What is needed:
Lines that contain the string "covers" are the ones to list; copy all of them from the records.

++++ Records

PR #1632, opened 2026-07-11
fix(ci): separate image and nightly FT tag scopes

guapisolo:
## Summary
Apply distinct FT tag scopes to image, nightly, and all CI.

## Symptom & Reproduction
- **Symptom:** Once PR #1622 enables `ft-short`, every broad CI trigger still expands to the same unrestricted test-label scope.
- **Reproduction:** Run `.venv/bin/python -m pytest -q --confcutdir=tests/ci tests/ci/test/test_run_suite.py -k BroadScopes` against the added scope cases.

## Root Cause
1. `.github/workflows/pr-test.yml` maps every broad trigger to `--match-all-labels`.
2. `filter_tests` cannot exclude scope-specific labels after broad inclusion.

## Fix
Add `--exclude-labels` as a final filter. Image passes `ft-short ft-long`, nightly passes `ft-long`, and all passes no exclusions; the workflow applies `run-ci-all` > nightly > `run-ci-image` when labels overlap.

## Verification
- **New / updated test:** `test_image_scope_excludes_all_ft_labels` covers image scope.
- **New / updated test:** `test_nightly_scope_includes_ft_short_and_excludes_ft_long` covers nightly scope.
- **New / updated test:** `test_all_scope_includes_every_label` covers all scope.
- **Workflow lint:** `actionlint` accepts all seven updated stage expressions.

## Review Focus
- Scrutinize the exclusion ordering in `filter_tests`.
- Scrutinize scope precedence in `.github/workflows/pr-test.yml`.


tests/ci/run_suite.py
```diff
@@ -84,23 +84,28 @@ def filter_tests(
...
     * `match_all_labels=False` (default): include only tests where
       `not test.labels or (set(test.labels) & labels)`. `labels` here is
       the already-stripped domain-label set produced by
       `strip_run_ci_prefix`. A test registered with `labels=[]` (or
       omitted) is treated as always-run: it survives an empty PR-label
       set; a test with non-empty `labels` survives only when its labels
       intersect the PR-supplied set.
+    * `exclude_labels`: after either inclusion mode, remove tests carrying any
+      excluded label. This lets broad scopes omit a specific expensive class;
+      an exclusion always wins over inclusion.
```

++++++++
++++ Records

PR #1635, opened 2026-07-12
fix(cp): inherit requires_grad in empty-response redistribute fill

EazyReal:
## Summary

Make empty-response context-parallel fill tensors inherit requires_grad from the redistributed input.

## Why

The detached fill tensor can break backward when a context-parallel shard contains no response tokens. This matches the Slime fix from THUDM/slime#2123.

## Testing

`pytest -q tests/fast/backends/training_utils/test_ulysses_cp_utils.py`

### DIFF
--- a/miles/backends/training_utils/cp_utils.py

++++++++
++++ Records

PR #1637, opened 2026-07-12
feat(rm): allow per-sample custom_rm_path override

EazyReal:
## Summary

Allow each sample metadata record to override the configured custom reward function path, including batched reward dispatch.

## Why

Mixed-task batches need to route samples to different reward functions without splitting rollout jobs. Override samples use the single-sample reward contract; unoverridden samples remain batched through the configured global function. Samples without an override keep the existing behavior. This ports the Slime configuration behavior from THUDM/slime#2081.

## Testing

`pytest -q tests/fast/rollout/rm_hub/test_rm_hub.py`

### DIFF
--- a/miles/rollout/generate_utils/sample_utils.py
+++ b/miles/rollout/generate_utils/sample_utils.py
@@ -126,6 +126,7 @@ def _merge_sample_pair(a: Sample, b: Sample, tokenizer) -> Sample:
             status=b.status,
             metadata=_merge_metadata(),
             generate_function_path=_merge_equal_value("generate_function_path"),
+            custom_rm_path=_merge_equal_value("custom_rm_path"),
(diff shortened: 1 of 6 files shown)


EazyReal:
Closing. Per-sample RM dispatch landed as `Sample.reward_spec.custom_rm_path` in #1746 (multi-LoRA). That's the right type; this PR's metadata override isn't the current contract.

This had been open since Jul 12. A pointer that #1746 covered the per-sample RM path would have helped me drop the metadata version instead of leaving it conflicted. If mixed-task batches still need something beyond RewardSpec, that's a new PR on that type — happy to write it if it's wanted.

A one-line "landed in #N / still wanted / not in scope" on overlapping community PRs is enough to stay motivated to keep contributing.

++++++++

The completed task:
- **New / updated test:** `test_image_scope_excludes_all_ft_labels` covers image scope.
- **New / updated test:** `test_nightly_scope_includes_ft_short_and_excludes_ft_long` covers nightly scope.
- **New / updated test:** `test_all_scope_includes_every_label` covers all scope.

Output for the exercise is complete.